George mag sich selbst als „Hackney-Knuckle-Dragger“ verspotten, aber er schnürt sein Gespräch mit Verweisen auf Jacques Derrida und CLR James. „Mein Held Mark E. Smith war als Carry Bag Man bekannt und ich fing an, Taschen zu tragen, die mit all den Platten gefüllt waren, die ich an diesem Tag gekauft hatte, oder mit den Büchern, die ich las – Dinge wie die Semiotext(e)-Ausgabe von Deleuze und Guattari’s Tausend Plateaus.“ Zu ihrer Zeit war ein Teil dessen, was die Produktion von Black Audio so ungewöhnlich machte, ihre berauschenden Synthesen von afrodiasporischer und europäischer kritischer Theorie, ihre postmoderne Leichtigkeit im Umgang mit Hoch- und Niederkultur. George entschuldigt sich nicht für diesen kinetischen Intellektualismus – nicht zuletzt zu einer Zeit, in der einige Akademiker eine „Entkolonialisierung“ der Lehrpläne fordern und Dominic Raab Angela Rayner wegen ihres Opernbesuchs verspottet.

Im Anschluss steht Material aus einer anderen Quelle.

PR #1513, opened 2026-08-25
feat(scan): support --dynamic-sbom-inference on scan reach

jfblaa:
## What

Adds `--dynamic-sbom-inference` support to `socket scan reach`.

The flag was hidden and hardcoded to `false` there, because it relied on `--auto-manifest` generating the per-build-root Socket facts first and `scan reach` has no such flag. It now runs the recursive facts generation directly instead, so standalone reachability gets the same per-project/module splitting `scan create` does.

## Why

`socket scan reach` is the path Coana uses for its CI e2e tests. Without the flag, Gradle and sbt projects analyzed through it are reduced to one synthetic root and every test passes vacuously with 0 vulnerabilities detected.

## How

- **New `run-dynamic-sbom-inference.mts`** — the recursive-facts step, extracted from `handle-create-new-scan.mts` so both commands share one implementation and one set of error messages: discover every independent gradle/sbt/maven build root under `cwd`, generate its `.socket.facts.json`, accumulate the resolved-paths sidecar, and throw `InputError` on "no build root found" / "a build root failed".
- **`handle-scan-reach.mts`** — when the flag is on, runs that step before manifest discovery, merges the generated facts paths into the targets handed to `getPackageFilesForScan` (so they get uploaded), and forwards the sidecar to `performReachabilityAnalysis`, which is what makes it pass `--maven-use-only-socket-facts` alongside `--compute-artifacts-sidecar`. The body is wrapped in a `withTmpDir` that only allocates when the flag is on, since sbt's Scala toolchain lives under the shared global base the sidecar's paths point into and must outlive the analysis.
- **`cmd-scan-reach.mts`** — flag unhidden and actually read. Its description differs from `scan create`'s (no `--auto-manifest` here; the build tools are run directly), so the shared sentence moved to `DYNAMIC_SBOM_INFERENCE_DESCRIPTION` in `reachability-flags.mts` and each command appends its own tail.
- **`handle-create-new-scan.mts`** — unchanged behavior, now delegating to the shared helper.

No changelog entry: `socket scan reach` is internal-only.

## Testing

- `pnpm run check` passes.
- `pnpm test:unit src/commands/scan/ src/commands/manifest/` — 748 passed / 2 skipped, including 4 new tests for the helper and 3 for the `scan reach` wiring.
- `scan reach --help` snapshot regenerated.

## Note

The generated per-root facts are written as `<build-root>/.socket.facts.json`, and Coana's report defaults to `.socket.facts.json` in `cwd`. If `cwd` is itself a build root, the report overwrites that root's generated facts after the upload. Pre-existing behavior shared with `scan create`, not introduced here — `--output` avoids it if a caller needs both files on disk.

🤖 Generated with [Claude Code](https://claude.com/claude-code)

---

> [!NOTE]
> **Medium Risk**
> Changes reachability manifest discovery and Coana inputs for multi-root JVM builds; failures abort the whole command rather than partial analysis, but behavior only applies when the new flag is set.
> 
> **Overview**
> **`socket scan reach`** now honors **`--dynamic-sbom-inference`** instead of hiding the flag and forcing it off. For Gradle, sbt, and Maven monorepos, the command discovers each independent build root, builds it to emit per-root **`.socket.facts.json`**, includes those paths in manifest upload/discovery, and passes the resolved-paths sidecar into Coana so reachability splits per module like **`scan create`**.
> 
> Recursive facts generation is centralized in **`runDynamicSbomInference`**, shared with **`handle-create-new-scan`** (same errors for missing roots or partial failures). **`scan reach`** runs that step directly (no **`--auto-manifest`**); when the flag is on it keeps an **`sbt`** toolchain temp dir alive via **`withTmpDir`** until analysis finishes. Help text uses a shared **`DYNAMIC_SBOM_INFERENCE_DESCRIPTION`** with command-specific wording.
> 
> <sup>Reviewed by [Cursor Bugbot](https://cursor.com/bugbot) for commit 84aafcf31c5e1e6ea4aef7c3681e4092db4d0760. Configure [here](https://www.cursor.com/dashboard/bugbot).</sup>

### DIFF
--- a/src/commands/scan/cmd-scan-reach.mts
+++ b/src/commands/scan/cmd-scan-reach.mts
@@ -4,7 +4,11 @@ import { logger } from '@socketsecurity/registry/lib/logger'
 
 import { assertValidExcludePaths } from './exclude-paths.mts'
 import { handleScanReach } from './handle-scan-reach.mts'
-import { excludePathsFlag, reachabilityFlags } from './reachability-flags.mts'
+import {
+  DYNAMIC_SBOM_INFERENCE_DESCRIPTION,
+  excludePathsFlag,
+  reachabilityFlags,
+} from './reachability-flags.mts'
 import { suggestTarget } from './suggest_target.mts'
 import { validateReachabilityTarget } from './validate-reachability-target.mts'
 import constants from '../../constants.mts'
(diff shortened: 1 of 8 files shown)


mtorp (approved):
LGTM ✅

PR #1532, opened 2026-09-04
refactor(scan): require a manifests tar hash for reachability analysis

BarrensZeppelin:
## What

`performReachabilityAnalysis` guarded its manifest upload on `uploadManifests && orgSlug && packagePaths`, all three of which were optional in `ReachabilityAnalysisOptions`. Falling through that guard left `tarHash` undefined, which dropped both `--manifests-tar-hash` **and** `--run-without-docker` from the Coana invocation.

That fallback is a different execution mode, not a missing flag: Coana would attempt Docker and resolve manifests from the local tree, which is deprecated.

## Why now

No live caller can currently hit it. Of the callers that reach reachability analysis, `scan reach` and `scan create` both gate on `!!orgSlug` in their `cmd-*` files and on `packagePaths.length > 0` before calling; `scan github` and `ci` don't gate `orgSlug` but hard-code `runReachabilityAnalysis: false`. So the `else` branch was dead — but nothing in the type stopped a new caller from reviving it.

## Changes

- `orgSlug` and `packagePaths` are now required (`string` / `string[]`); the `uploadManifests` option is gone.
- The `options` parameter is required rather than `options?` — it had required fields already.
- The upload block is flattened to straight-line code, so `tarHash` is a definite `string` by the time `coanaArgs` is built and the two flags are unconditional. A hash-less upload response still fails hard at the parse boundary.

## Also: `--lazy-mode` is no longer forwarded

Coana dropped support for `--lazy-mode`, so the CLI must stop passing it. `reachLazyMode` is gone from `ReachabilityOptions` and from every call site that was threading it through.

The hidden `--reach-lazy-mode` flag itself stays accepted and is now swallowed, so existing invocations don't start erroring — the same retirement `--reach-disable-analysis-splitting` got. Its description says it's a deprecated no-op.

One knock-on: `scan create` decides "you passed a reach flag, so you need `--reach`" by comparing every boolean reach flag against its declared default, with a hand-maintained exclusion for `reachDisableAnalysisSplitting`. That exclusion becomes a `DEPRECATED_NO_OP_REACH_FLAGS` set holding both names, so `--reach-lazy-mode` on its own no longer trips the requires-`--reach` error.

## Tests

The suite previously leaned on the no-upload branch to keep the SDK/API import chains out, so `setupSdk` and `handleApiCall` were bare `vi.fn()`s returning `undefined`. They now return an SDK stub and a tar hash, and all call sites pass the required options. Two new tests: the hash and `--run-without-docker` always reach Coana, and a hash-less upload fails without spawning Coana at all.

`pnpm test:unit` on the three affected scan test files: 39 passed. `pnpm run lint`: passed.

No changelog entry — internal, no user-visible behavior change.


mtorp (approved):
Awesome thanks!

PR #27, opened 2016-01-15
Translations.

jason-p-pickering:
Merge translations from translation server.


Markionium:
Merged and published to mvn

PR #300, opened 2017-01-23
Updated inline help mapping links

ceciliapersson:
Updated links as agreed with Mark.

### DIFF
--- a/src/config/inlinehelp-mapping.json
+++ b/src/config/inlinehelp-mapping.json
@@ -75,10 +75,10 @@
     "/edit/validationSection/validationRule/add": "/en/user/html/create_validation_rule.html",
     
     "/list/validationSection/validationRuleGroup": "/en/user/html/about_validation_rule.html",
-    "/edit/validationSection/validationRuleGroup/add": "/en/user/html/create_validation_rule_group.html"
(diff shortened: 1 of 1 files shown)


ceciliapersson:
@nicolayr and @Markionium Do yo know why the check failed? There're no conflicts with the base branch.

nicolayr:
There are some commas missing in the mappings file.

GitHub has syntax highlighting for JSON files, so if you look at the changes that were made to the file it's pretty easy to spot the errors (click the "files changed" tab at the top of this page, which takes you [here](https://github.com/dhis2/maintenance-app/pull/300/files#diff-a8e4921ba0a6e92fbdd6ba5e33a7c219)).

It's a bit misleading however because the error shows up at the ":", while the problem is actually that there's a comma missing at the end of the previous line.

Each line should be the following format:

```
   "section": "help_url",
```

With the exception that the _last_ line in the file should _not_  have a comma at the end.

nicolayr:
That said, this is obviously a very simple fix and it's not a problem for us to do that for you. I just thought I would let you know what the problem was in case you're curious ;)

ceciliapersson:
@nicolayr Thanks for the explanation! I'll be more careful with the commas next time. Thanks for fixing :)

PR #303, opened 2017-02-02
Updated order of "edit" mapping items

ceciliapersson:
Reviewed items and updated order of "edit" mapping items. Also changed all list mappings to the more condensed format.
Could you verify that these two items will render correctly with regards to order and length of item names? 
- "edit" organisationUnitGroup
- "edit" organisationUnitLevel


nicolayr:
Looks fine @ceciliapersson - I pushed a new version now so you can test it on dev/demo soon :)

ceciliapersson:
Thanks @nicolayr!

PR #310, opened 2017-03-08
Properties cannot contain unescaped spaces in keys.

jason-p-pickering:


jason-p-pickering:
@Markionium this is the first part, altering the offending property keys. If you can fix this in the source code, that would be great.

PR #316, opened 2017-04-20
Determine columns and filters for lists by object type

nicolayr:
- Show different columns for different lists
- Add support for filtering lists by object properties


nicolayr:
Already included in #321

PR #348, opened 2017-08-31
Eslinting self fixing

jenniferarnesen:
Ran the eslint with the --fix flag. You might want to use the w=1 url param to filter out the whitespace fixes when viewing the PR.

Error types fixed include:
trailing commas (add or remove)
parentheses in arrow functions
quote style
string templates
else { if  -> else if
prefer const
object shorthand
whitespace
prefer-spread


jenniferarnesen:
There are a few files where I was unsure if the change would cause a problem: 

programRuleConditionField.component.js
eventProgramStore.spec.js
programRuleActionList.component.js
GreyFieldDialog.component.js

nicolayr:
This applies all possible automatic eslint fixes, but there are still 2300 remaining issues.. ;)

PR #351, opened 2017-09-05
Lint text-editor-field and text-field

jenniferarnesen:
I've linted these files in anticipation of making some changes. Also, renamed the text-editor-field component to "TextEditorField" instead of "ProgramRuleConditionField"


varl:
Looks good to me. 👍

PR #352, opened 2017-09-18
Improve the lintchanged script to cover untracked files

jenniferarnesen:


jenniferarnesen:
I don't claim to be a savvy shell script writer, so improvements welcome. Maybe it should have been written in javascript... 😸

nicolayr:
One challenge is that we probably want to use this exact script in multiple apps, right? So if we keep it in the app repo we'll have to copy it to every repo, which will be a maintenance nightmare.

Perhaps it would be a better option to keep this script in the `eslint-config-dhis2` package in stead?

jenniferarnesen:
I'll move it to eslint-config-dhis2, and add it as an executable in that npm package.

PR #355, opened 2017-09-20
Dhis2 2080 skip validation

Birkbjo:
Also contains organisationUnitLevels in validationRule.


src/forms/form-fields/multi-select.js
```diff
@@ -209,7 +213,9 @@ export default React.createClass({
     },
 
     _assignItems(items) {
-        if (this.props.referenceProperty === 'aggregationLevels') {
+        debugger;
```
nicolayr: ?

Markionium: @Birkbjo I knew we had a `debugger` statement... 

Also not sure why our eslint config lets that pass, but won't accept console.log? Thats probably something to look into. @jenniferarnesen

PR #365, opened 2017-10-17
Lint a set of files

jenniferarnesen:
For this review, I chose files that I know will be changed when the SQL view implementation is finished.

### DIFF
--- a/src/List/ContextActions.js
+++ b/src/List/ContextActions.js
@@ -1,7 +1,7 @@
 import { Subject } from 'rxjs';
 import log from 'loglevel';
 
-import { config, getInstance as getD2 } from 'd2/lib/d2';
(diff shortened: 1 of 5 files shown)


jenniferarnesen:
In List.component.js, around line 108, the propTypes are defined. But I'm not sure if all of them are actually required, or if I should make them optional, then add a defaultProps definition.

varl:
>In List.component.js, around line 108, the propTypes are defined. But I'm not sure if all of them are actually required, or if I should make them optional, then add a defaultProps definition.

If the same props are always passed in, default props would simplify the code for the callers and be a bit cleaner. If everyone just ends up passing in different stuff it doesn't matter that much.

jenniferarnesen:
Old and outdated.

PR #368, opened 2017-11-09
Include access when fetching the first org unit in a new DB

nicolayr:
Should fix the bug that makes it impossible to create the org unit tree in a fresh DB.


varl:
I resolved the conflict, looks good to me.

„Lesen Sie CLR James’ Black Studies and the New Contemporary Student von 1969“, sagt George. „Dort steht er selbst innerhalb der radikalen Tradition der Schwarzen der Idee kritisch gegenüber, dass Farbige nur Arbeiten von Farbigen lesen sollten. Für ihn ist es eine Art Apartheid-Denken. „Als ich aufwuchs, war Alphabetisierung für mich ein Streben, eine Art der Beherrschung. Meine Mutter hat nie gesagt: ‘Warum liest du Die Geschichte des Dritten Reiches?’ Hier ist zynische Manipulation im Spiel: Die Vorstellung, dass Lernen etwas sein sollte, das entweder mit Klasse oder Rasse zu tun hat, oder dass man Walter Benjamin nicht lesen sollte, weil er weiß ist? Komm schon!”

Gangsta Gangsta, Georges nächster Film, war eine Meditation über das Leben des amerikanischen Rappers Tupac Shakur, der ein Zitat von Benjamin vorangestellt war. Er beschreibt es als „hartgesottenen Dokumentarfilm aus progressiver Perspektive“, eine „beeinflusste“. Sam Füller so viel wie Chris Marker“. Shakur wurde 1996 gedreht und wurde bereits in Amerika heiliggesprochen. Welche Erkenntnisse könnte ein britischer Filmemacher hinzufügen?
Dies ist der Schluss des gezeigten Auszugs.